Prune / compact — retention you schedule

There is no automatic rotation in per-run mode, so an operator schedules cleanup. Both verbs default to all runnables in the venv when none is given, take --dry-run to preview, and never touch a single-mode {runnable}.log — only per-run files and archives.

runspec logs compact --older-than 7d --gzip   # roll runs >7d old into a dated .gz archive
runspec logs prune   --older-than 90d         # delete files older than 90 days
runspec logs prune deploy --max-files 50 --dry-run     # preview keeping newest 50
runspec logs prune --max-total-size 5GB                # cap total size (oldest deleted first)

Add --json to either verb (with or without --dry-run) to get a structured result object instead of text — what the console parses to render a preview and then the applied outcome.

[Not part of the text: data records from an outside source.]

PR #1161, opened 2023-05-25
Change  pp to return the passed value; this allows  to be used similar to Elixirs IO.inspect

zevv:
which makes it a handy tool to "spy" on data by inserting `pp` somewhere in code without affecting behavior.

### DIFF
--- a/src/boot/boot.janet
+++ b/src/boot/boot.janet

A typical nightly cron line:

30 2 * * *  /opt/venv/bin/runspec logs compact --older-than 7d --gzip && \
            /opt/venv/bin/runspec logs prune   --older-than 90d

Archives stay JSON-lines (gzipped), so runspec logs <runnable> and the console's History/Analytics keep reading them after compaction.

Bash and shell runnables

Any executable on PATH can be a runspec runnable — bash, Python, Node, Ruby, Go binary, whatever. runspec serve invokes it with all argument values pre-exported as RUNSPEC_* environment variables, so the runnable doesn't need a runspec library:

[backup-logs]
description = "Back up application logs to S3"
autonomy    = "confirm"

[backup-logs.args]
env     = {type = "choice", options = ["prod", "staging"], description = "Target environment"}
days    = {type = "int", default = 7, description = "Days of logs to retain"}
dry-run = {type = "flag", description = "Print what would happen without doing it"}

#!/bin/bash
set -euo pipefail

if [ "$RUNSPEC_DRY_RUN" = "1" ]; then
    echo "Would sync $RUNSPEC_DAYS days of $RUNSPEC_ENV logs"
    exit 0
fi

aws s3 sync "/var/log/app/$RUNSPEC_ENV" "s3://logs-$RUNSPEC_ENV" \
    --delete --exclude "*.tmp"

echo "Backed up $RUNSPEC_DAYS days of $RUNSPEC_ENV logs"

Hyphens in arg names become underscores in the env var name (dry-run → RUNSPEC_DRY_RUN). RUNSPEC_AGENT=1 is always set so the script can branch between human and agent output.

The runnable just has to be on PATH and have its section in runspec.toml. pip install / npm install puts entry points on PATH automatically; for bare shell scripts, drop them in your venv bin/ (Python) or expose them via a bin entry in package.json (Node).

Usage in agent workflows

# 0. New project? Scaffold the whole thing
runspec init --name myapp --write-project

# 1. Check your config and see what's installed
runspec local

# 2. Preview what schemas an agent will see
runspec local --format mcp

# 3. Start the live MCP server
runspec serve

# 4. From an agent or terminal, run a tool on a jump host
runspec jump prod-app deploy -- --env prod

To wire it into Claude Desktop, point the MCP server config at runspec serve (see the example above). The agent connects once at startup and calls tools as needed.